OoriData / OgbujiPT

Client-side toolkit for using large language models, including where self-hosted
Apache License 2.0
103 stars 8 forks source link

Low-level experiments for agent/tool interaction with locally-hosted LLMs #15

Closed uogbuji closed 1 year ago

uogbuji commented 1 year ago

Returning to the topic of agents & tools now that we're favoring bare metal over wrappers such as langchain.

The document LLM Powered Autonomous Agents is a handy SoTA survey, and especially interesting is the listed template from AutoGPT.

There are more and more projects targeting this need, such as the gorilla model, and observations that coding models are especially good for this, so for example this post from the dev of the Nuggt agent project who found great results with Wizcoder-15B.

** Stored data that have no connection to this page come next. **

PR #3316, opened 2026-07-27
fix(coding-agent): sweep SDK revision-store spills on abnormal exit

10kH:
Found the same way as #3313 — by looking at what the product leaves in `/tmp` — but this one leaks real payload rather than a marker.

## Problem

`RevisionStore` spills large snapshots to a `mkdtemp` directory (`revision-store.ts:1043`). `close()` removes it, but a terminated process never reaches `close()`, and this module registered **no postmortem callback** — unlike the two sibling temp-artifact caches, which already do:

```
utils/shell-snapshot.ts:297     postmortem.register("shell-snapshot", …)
eval/py/runner-artifact.ts:84   postmortem.register("python-runner-artifact", …)
```

Those two leave nothing behind on an abnormal exit. This one leaves the spilled data.

## Measured, both directions

A probe that spills once and is then sent `SIGTERM`:

```
without the registration:  /tmp/gjc-sdk-snapshots-XXXXXX survives — 8.1 MB still on disk
with the registration:     gone
```

A developer machine had **nine** such directories totalling 4.3 MB left over from earlier terminated runs.

## Fix

A process-level sweep over the directories this process created, matching the sibling pattern.

Two deliberate constraints:

- **Only `mkdtemp` spill directories are tracked.** A caller-supplied `storageDir` (`revision-store.ts:297`) is durable session storage, so it never enters the set and can never be swept.
- **`close()` removes its directory from the set before deleting it**, so the sweep cannot race a store that already shut down cleanly.

## Tests

`sdk-revision-store-spill-cleanup.test.ts` drives a child process, because the behaviour under test is what happens when that process is signalled: the directory is gone after a clean `close()` (and tracking is emptied), and gone after `SIGTERM`.

**Proof-first: removing the registration reproduces the leak with the payload still on disk.**

## Verification

`bun run check` in `packages/coding-agent` (whole-package biome + tsc): exit 0. New suite: 2 pass / 0 fail. Revision-named suites across the package: 388 pass / 0 fail.


Yeachan-Heo:
**Red-team verdict: APPROVE** (exact head `14db775289966e9448ad9acbab922400214edd15`, Dev CI terminal green)

Formal GitHub review approval is blocked by GitHub itself (own-PR restriction), recording the verdict as a comment.

Verified from the diff (`revision-store.ts`):
- **Cleanup containment**: only directories created via the internal `mkdtemp(tmpdir(), "gjc-sdk-snapshots-")` path inside `#spillDirectory()` are added to `processSpillDirectories`; a caller-supplied `storageDir` sets `this.#directory` directly in the constructor and is never added to the tracked set, so durable session storage is never swept.
- **Symlinks/TOCTOU**: directories are process-owned `mkdtemp` outputs under the system temp dir (0o700 permissions), not attacker-influenced paths; no symlink-following removal risk.
- **Live-session safety**: `processSpillDirectories` is an in-process module-level `Set`; the postmortem sweep only ever iterates entries this same process registered and hasn't yet removed via `close()` (which deletes from the set before `rm`), so a live sibling session's directory can't be swept cross-process.
- **Normal vs. abnormal lifecycle**: `close()` explicitly `delete`s from the set before `rm`, so a clean shutdown never double-removes or races the postmortem hook; the postmortem hook only fires on process termination, reusing the same `postmortem` utility already proven by the sibling `shell-snapshot`/`python-runner-artifact` caches.
- **Windows paths**: uses `tmpdir()`/`path.join` throughout — no POSIX-only path assumptions.
- **Test coverage**: non-tautological — a real subprocess (`Bun.spawn`) spills a 20MB payload to force an on-disk directory, then is either closed cleanly or `SIGTERM`-killed, with the harness asserting the directory is actually gone from disk (`fs.existsSync`) afterward, not just that a cleanup function was called.

—

Yeachan-Heo:
## Signed exact-head verdict — PR #3316 @ `14db775289966e9448ad9acbab922400214edd15`

**Disposition: REQUEST_CHANGES (external-blocked policy)**

Independent review: the fix itself is sound — registers a postmortem sweep for `RevisionStore` mkdtemp spill directories on abnormal exit, mirroring the existing `shell-snapshot`/`python-runner-artifact` pattern, with a real child-process regression test proving cleanup on both clean close and SIGTERM. CI is fully green at this head.

However this head is `CONFLICTING` against `dev`. Per external-blocked policy this is closed with a request for changes rather than held open — please rebase onto current `dev` and reopen; the underlying fix is welcome once it applies cleanly.

Yeachan-Heo (changes requested):
## Signed exact-head verdict — PR #3316 @ `14db775289966e9448ad9acbab922400214edd15`

**Disposition: REQUEST_CHANGES (external-blocked policy)**

Independent review: the fix itself is sound — registers a postmortem sweep for `RevisionStore` mkdtemp spill directories on abnormal exit, mirroring the existing `shell-snapshot`/`python-runner-artifact` pattern, with a real child-process regression test proving cleanup on both clean close and SIGTERM. CI is fully green at this head.

However this head is `CONFLICTING` against `dev`. Per external-blocked policy this is closed with a request for changes rather than held open — please rebase onto current `dev` and reopen; the underlying fix is welcome once it applies cleanly.

Yeachan-Heo:
Closing under external-blocked policy: terminal-green but conflicting with `dev` at exact head `14db7752`. See the signed REQUEST_CHANGES verdict above. Please rebase and reopen — the fix is welcome once it applies cleanly.

PR #3317, opened 2026-07-27
fix(ai): bound the HTTP 400 request-dump directory

10kH:
The biggest single piece of waste I have measured in this repository.

## Measured on a developer machine

```
~/.gjc                          7.3 GB
~/.gjc/logs                     7.0 GB
~/.gjc/logs/http-400-requests   7.0 GB   27,249 files, 264 KB average
```

**That one directory is 96% of everything the agent stores under `$HOME`.**

## Cause

`appendRawHttpRequestDumpFor400` writes one file per HTTP 400 containing the full sanitized request body — and nothing ever removes one. No cap, no rotation, no sweep anywhere in the tree; `http-400-requests` appears exactly once in `packages/*/src`, at the write site.

The rotating application log **right next to it** is already bounded (`maxSize: 10m`, `maxFiles: 5`, gzipped) and occupies 12 KB per archived day. The policy exists; these diagnostics never adopted it.

## Fix

Retain the newest 50 dumps. File names are `${Date.now()}-${hash}.json`, so a lexical sort is chronological for this writer.

Pruning runs after each write and **swallows every error** — a diagnostics path must never turn a request failure into a second failure, which is exactly why the write itself already catches.

Fifty keeps a real debugging window: on that machine the newest 50 span the most recent failure burst, which is what you would actually inspect.

## Tests

`http-inspector-dump-retention.test.ts` (4 cases): holds everything under the cap, trims to the cap while keeping the **newest**, leaves non-dump files alone, and treats a missing directory as a no-op rather than throwing.

**Proof-first: disabling the trim fails the trim case.**

## Verification

`bun run check` in `packages/ai` (whole-package biome + tsc): exit 0. New suite: 4 pass / 0 fail. HTTP-named suites: 210 pass / 0 fail.


Yeachan-Heo (changes requested):
**Red-team verdict: REQUEST_CHANGES — external blocker (merge conflict), closing** (exact head `f65511c045abcf8a4ca60ec0fa15709480f02d40`)

Technical content review of the retention diff (`http-inspector.ts`) is sound: bounded pruning under a fixed, contained directory (`getLogsDir()/http-400-requests`), correct lexical-timestamp ordering for the writer's own filename format, best-effort error handling on both `readdir` and `rm` that structurally cannot throw and therefore cannot mask the original HTTP 400 failure, no arbitrary-file-deletion risk (name-suffix-filtered within the fixed directory only), and non-tautological retention-boundary tests. CI is terminal and green (15 pass, 0 fail) at this exact head.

Tools for strictly influencing LLM generation also seem key here, including:

Tools for paramaterized function calling

See also:

Supersedes #8

uogbuji commented 1 year ago

Coming across PromptLayer gave me an idea: They already have hooks into langchain for their tracking, etc. tasks. We could adapt their hooks to add e.g. exhaustive logging of the agent interactions via LC, and then run one of the LC examples with GPT-4 and use that to borrow the interaction patterns. It might be enough to just do something like PL's OpenAI superclass.

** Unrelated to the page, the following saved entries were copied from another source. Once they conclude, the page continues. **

PR #3321, opened 2026-07-27
fix(coding-agent): treat an empty --agent-dir as absent in the daemons

10kH:
Found from physical evidence on this machine: a stray `/tmp/notifications/` holding `telegram-callback-aliases.json` and `telegram-topics.json`, written while the cwd was `/tmp`.

## Problem

Every daemon path is built with:

```ts
const dir = path.join(agentDir, "notifications");   // daemon-paths.ts:24
```

`path.join` **swallows an empty leading segment**, so an empty agent dir turns every one of those paths into a *relative* one:

```
daemonPaths("").dir                  === "notifications"      // relative to cwd
daemonPaths("/home/u/.gjc/agent").dir === "/home/u/.gjc/agent/notifications"
```

The daemon's lock, ownership, state, heartbeat, seen-updates, alias and topic files then land in the current working directory — inside whatever repository the user happens to be in.

## The empty value is reachable

All three spawn sites pass the flag **unconditionally**:

```
telegram-daemon.ts:2910     "--agent-dir", input.agentDir
chat-daemon-control.ts:393  "--agent-dir", input.agentDir
broker/ensure.ts:248        "--agent-dir", settings.agentDir
```

And both daemon receivers resolved it with `??`, which accepts `""`:

```
telegram-daemon-cli.ts:216  argValue(argv, "--agent-dir") ?? env ?? cwd/.gjc/agent
chat-daemon-cli.ts:164      same
```

`runDaemonSmoke` had the same `??`, where an empty dir additionally skipped the `mkdtemp` entirely.

## The repo already had the right guard

One module away, the broker receiver rejects exactly this:

```ts
// commands/sdk.ts:516
if (argv[0] === "broker-internal" && argv.length === 3 && argv[1] === "--agent-dir" && argv[2])
```

That truthy check is the precedent. This PR applies the same rule to the two daemon entry points, so **only the empty case changes** — every non-empty value resolves exactly as before.

## Tests

`daemon-empty-agent-dir.test.ts` (3 cases): the hazard itself (`daemonPaths("")` is relative while a real dir is absolute), the cwd staying clean on an empty agent dir with the fallback temp dir used instead, and an explicit agent dir still being honored.

**Proof-first: reverting the smoke guard fails the cwd case.**

## Verification

`bun run check` in `packages/coding-agent` (whole-package biome + tsc): exit 0. New suite 3 pass / 0 fail. Daemon-named suites across the package: 910 pass / 0 fail.

### DIFF
--- a/packages/coding-agent/CHANGELOG.md
+++ b/packages/coding-agent/CHANGELOG.md
@@ -3,6 +3,7 @@
 ## [Unreleased]
 ### Fixed
 
+- An empty `--agent-dir` no longer makes the notification daemons write into the current working directory. Every daemon path is built as `path.join(agentDir, "notifications")`, which silently yields a relative path when the first segment is empty, so the daemon's lock, ownership, state, heartbeat and topic files landed in whatever repository the user was in. The daemon entry points now treat an empty value as absent, matching the truthy check `parseSdkInternalArgv` already applies to the broker.
 - Align managed fallback abort-after-exhaustion expectations with #3257 ownership release: a subscriber abort at terminal `message_end` no longer expects a second `requestRunTerminal(cancelled)` because the logical-run owner is already cleared.
 - Python eval timeout annotations now prefer the caller-configured `timeoutMs` over remaining wall-clock budget so async setup cannot flake second formatting in CI.
 - Overflow maintenance now stops cleanly when no-op compaction would replay the same oversized request; the runtime status explains that `/clear` preserves the current session ID before retrying.
--- a/packages/coding-agent/src/sdk/bus/chat-daemon-cli.ts
+++ b/packages/coding-agent/src/sdk/bus/chat-daemon-cli.ts
@@ -39,9 +39,26 @@ export interface RunChatDaemonInternalDeps {
 
 export type ChatDaemonConfig = ChatDaemonRuntimeConfig;
 
+/**
+ * Value for `name`, treating an empty value as absent.
+ *
+ * The spawn sites pass `--agent-dir` unconditionally
+ * (`telegram-daemon.ts:2910`, `chat-daemon-control.ts:393`,
+ * `broker/ensure.ts:248`), so an empty agent dir arrives as `--agent-dir ""`.
+ * `??` would accept that, and every daemon path is built with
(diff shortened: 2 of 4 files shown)


Yeachan-Heo (changes requested):
## Signed exact-head verdict — PR #3321 @ `80e6b0c9d40f80f06ec8c3b56352f0a5c392f9d5`

**Disposition: REQUEST_CHANGES (PR-specific terminal blocker)**

The underlying fix is sound: `argValue()` in `telegram-daemon-cli.ts`/`chat-daemon-cli.ts` now treats an empty `--agent-dir` as absent, and `runDaemonSmoke` switches `??` to `||` for the same reason — `path.join(agentDir, "notifications")` silently yields a relative path on an empty first segment, so the daemon's lock/ownership/state/heartbeat/topic files land in the caller's cwd instead of the intended agent dir. This matches the existing truthy guard in `parseSdkInternalArgv`, and is covered by a new regression test plus explicit-path-preservation coverage.

**Blocker, independently confirmed from the job log at this exact head:** `Telegram daemon generation guard` fails with `semantic manifest declaration digests do not byte-match the current tree`. The guard hash-pins protected declarations in `telegram-daemon-cli.ts` (`scripts/telegram-daemon-generation-manifest.json`); this PR edits a protected declaration (`argValue`) in that file without regenerating the manifest, so the on-disk digest no longer byte-matches the tree.

**Required correction:** regenerate/update `scripts/telegram-daemon-generation-manifest.json` (and bump `DAEMON_GENERATION`/generation contract evidence if the guard's regeneration flow requires it for a behavior-affecting change to a protected daemon entry point) to reflect the new `argValue`/`runDaemonSmoke` bodies, then resubmit at a clean head.

Windows/native-build were still pending at check time and are not the basis for this verdict — the generation-guard failure is a completed, PR-specific, deterministic blocker. Closing under external-blocked policy; will re-review if a corrected head arrives.

Yeachan-Heo:
Closing under external-blocked policy: PR-specific terminal blocker (Telegram daemon generation guard — manifest digest mismatch) at exact head `80e6b0c9`. See the signed REQUEST_CHANGES verdict above for the required correction. Please regenerate the manifest and reopen — the underlying fix is welcome once the guard passes.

uogbuji commented 1 year ago

Relevant that grammar-based sampling looks about to drop in llama.cpp. "adds an API that takes a serialized context-free grammar to guide and constrain sampling. Also adds a sample Backus-Naur form (BNF)-like syntax in main for specifying a grammar for generations."

Could allow us to control the LLM response with a DSL for tool selection & invocation.

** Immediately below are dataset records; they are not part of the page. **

PR #3328, opened 2026-07-27
fix(utils): honor the PI_CODING_AGENT_DIR alias in getAgentDir

10kH:
One process, two different agent directories.

## Problem

`dirs.ts` documents its own support for the legacy alias in the module header, and parts of the product already resolve it:

```
gjc-runtime/gc-runtime.ts:370               GJC_CODING_AGENT_DIR || PI_CODING_AGENT_DIR || getAgentDir()
gjc-runtime/deep-interview-runtime.ts:384   same
```

But `trustedAgentDirOverride()` read **only** the `GJC_` spelling. Measured in a single process with `PI_CODING_AGENT_DIR=<tmp>/alt`:

```
resolveGcAgentDir   <tmp>/alt
getAgentDir()       <home>/.gjc/agent
```

So `gjc gc` inspected — and with `--repair-session-index`, wrote — the session index under the aliased directory, while every other consumer stayed on the default. The alias half-works, which is worse than not working: the user sees `gjc gc` follow it and reasonably assumes everything else did too.

## Fix

Resolve both spellings, `GJC_` first, exactly mirroring `getConfigDirName()`:

```ts
return trustedConfigDirName("GJC_CONFIG_DIR") ?? trustedConfigDirName("PI_CONFIG_DIR") ?? CONFIG_DIR_NAME;   // existing
```

The alias goes through the **same project-`.env` guard** as the canonical name, so a repository still cannot redirect the agent directory with either spelling — verified below.

The module header claimed `PI_CONFIG_DIR` / `PI_CODING_AGENT_DIR` were the variables in use; it now names the `GJC_` spellings with the legacy aliases, matching the code.

## Measured, all three directions

```
① alias inherited from the shell   → <tmp>/alt            (honored)
② alias planted by project .env    → <home>/.gjc/agent    (refused)
③ both spellings set               → <tmp>/gjcwins        (GJC_ wins)
```

## Tests

Three cases added to the existing `agent-dir-trust.test.ts`, reusing its child-process harness and helpers.

**Proof-first: reverting only the source fails the alias case while the other seven keep passing** — so the trust boundary and the `GJC_` path are unchanged.

## Verification

`bun run check` in `packages/utils`: exit 0. Suite: 8 pass / 0 fail. Whole package: 221 pass / 0 fail.


Yeachan-Heo (approved):
**Independent trust/config review — exact head `094e3310` (base = current dev `22f819ef7`, not stale)**

Verdict: **MERGE_READY** (approve)

**Bug and fix re-verified:**
- `dirs.ts`'s own header already documented `PI_CODING_AGENT_DIR` as the legacy alias for `GJC_CODING_AGENT_DIR`, and two other call sites (`gc-runtime.ts:370`, `deep-interview-runtime.ts:384`) already resolve `env.GJC_CODING_AGENT_DIR?.trim() || env.PI_CODING_AGENT_DIR?.trim()`, but `trustedAgentDirOverride()` in `dirs.ts` (feeding `getAgentDir()` / the module-load `dirs` singleton) only ever read the `GJC_` spelling. Setting `PI_CODING_AGENT_DIR` therefore split the agent directory in two: `gjc gc` and deep-interview honored the alias while everything else reaching `getAgentDir()` (sessions, agent.db, tools, etc.) silently stayed on the default `~/.gjc/agent`. Confirmed both call sites still exist unmodified on this branch — the reversal proof holds.
- Fix: `trustedAgentDirOverrideFor(name)` genericizes the existing single-var trust check (unchanged filtering logic — reject when the value matches what the project `.env` sets for that same var name) and `trustedAgentDirOverride()` now tries `GJC_CODING_AGENT_DIR` first, `PI_CODING_AGENT_DIR` second — exactly mirroring `getConfigDirName()`'s existing `GJC_` > `PI_` precedence pattern (`dirs.ts:174`, unchanged). Each spelling is filtered against the project `.env` **independently** (i.e. `PI_...` isn't waved through just because `GJC_...` wasn't planted), verified by the new `parseEnvFile(...)[name]` lookup keyed per-call.
- Module-load capture point (`let dirs = new DirResolver(trustedAgentDirOverride())`) is unchanged in shape/timing — still evaluated once at import, same as before.

**Trust/edge-case coverage:**
- Shell-inherited value (operator sets `PI_CODING_AGENT_DIR` themselves, no matching project `.env` entry) → honored (new test: "honors the PI_CODING_AGENT_DIR alias from the launching shell").
- Project-`.env`-planted alias → ignored (new test: "ignores a PI_CODING_AGENT_DIR planted by the project .env").
- Both spellings set → `GJC_` wins (new test: "prefers the GJC_ spelling when both are set"), consistent with `getConfigDirName()`.
- Empty/whitespace/relative/absolute value handling is unchanged from the pre-existing single-var implementation (`if (!value) return undefined`, then `path.resolve()` happens downstream in `DirResolver`'s constructor as before) — no new edge case introduced by the genericization.
- No credential/XDG split risk: this only affects `trustedAgentDirOverride()` → `dirs.agentDir`; the config-root/XDG resolution path (`getConfigDirName()`, `DirResolver`'s XDG branches) is untouched.

**Re-verified independently in this session:**
- Base is current dev (`22f819ef7`), not stale — no rebase needed. `git merge-tree` clean; GitHub reports `mergeable: MERGEABLE`.
- Exact-head CI (run `30277961671`) fully green after `install-methods` finished (initially pending, confirmed pass on recheck): 17 pass / 4 skipping, including the targeted `packages/utils/test/agent-dir-trust.test.ts`.
- No automated reviewer (bot) findings posted on this PR.
- `packages/utils` full test/check/build affected-path jobs (`check:@gajae-code/utils`, `ts-build:...packages/utils`) pass at exact head.

No blockers found. Approving at exact head `094e3310a01bd9bf8240034df075a15d94f8febe`.

---
_Footer: Automated trust/config review — PR batch 3324/3327/3328, read-only lane, no merge performed._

uogbuji commented 1 year ago

On a bit of a philosophical tangent, the development of Google/DeepMind's RT-2 is more poignant than the universal "we're creating WALL-E!" ledes suggest. They say it's a vision-language-action model, which basically puts language at the center of long-standing obstacles in robotics around overall, adaptable higher function.

uogbuji commented 1 year ago

New paper talks about DFA-based logit guidance, and says it's better, and faster than the MS Guidance approach. As I mentioned above llama.cpp already has BNF-based sampling, which would be even more expressive than DFA. I'll try to look into that, this weekend. Interesting Reddit thread: https://www.reddit.com/r/LocalLLaMA/comments/15rb6a4/the_normal_blog_eliminating_hallucinations_fast/

uogbuji commented 1 year ago

Similar to the RT-2 findings mentioned above, this technique, Vision-Language-Action Models (VLAMs), puts an LLM at the heard of a self-driving vehicle, which ends up making strides with many stubborn problems of the latter: "LINGO-1: Exploring Natural Language for Autonomous Driving"

uogbuji commented 1 year ago

Notes for in-memory loading of Gorilla (via the TheBloke GGUF quant.

Download models (Mac-biaed instructions), assuming you're already in a venv:

mkdir -p ~/.local/share/models
cd ~/.local/share/models
# Get the model downloader
curl -O https://raw.githubusercontent.com/uogbuji/OgbujiPT/main/util/download-model.py
# Make sure you have prereqs
pip install requests tqdm
# Download Gorilla
python download-model.py --output . --select="Gorilla-7B.Q4_K_M.gguf" TheBloke/gorilla-7B-GGUF

Build ctransformers for Mac:

CT_METAL=1 pip install "ctransformers>=0.2.24" --no-binary ctransformers

Code to load Gorilla:

from ctransformers import AutoModelForCausalLM
from ogbujipt.llm_wrapper import ctransformer
MY_MODELS = '/Users/uche/.local/share/models'  # Salt to taste
model = AutoModelForCausalLM.from_pretrained(
        f'{MY_MODELS}/TheBloke_gorilla-7B-GGUF',
        model_file='Gorilla-7B.Q4_K_M.gguf',
        model_type="llama",
        gpu_layers=50)
oapi = ctransformer(model=model)
print(oapi('I\'d like to translate from English to French.'))

I think it will needs some finesse to actually prompt it properly.